PR #3706, opened 2025-11-27
Fix/ir shutdown

carpawell:


carpawell:
Not sure about the second one. Maybe it is better to panic when `stop` is called twice; it is unexpected for sure.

- - - -

Write the material out exactly, with nothing left out.

PR #3706, opened 2025-11-27
Fix/ir shutdown

carpawell:


carpawell:
Not sure about the second one. Maybe it is better to panic when `stop` is called twice; it is unexpected for sure.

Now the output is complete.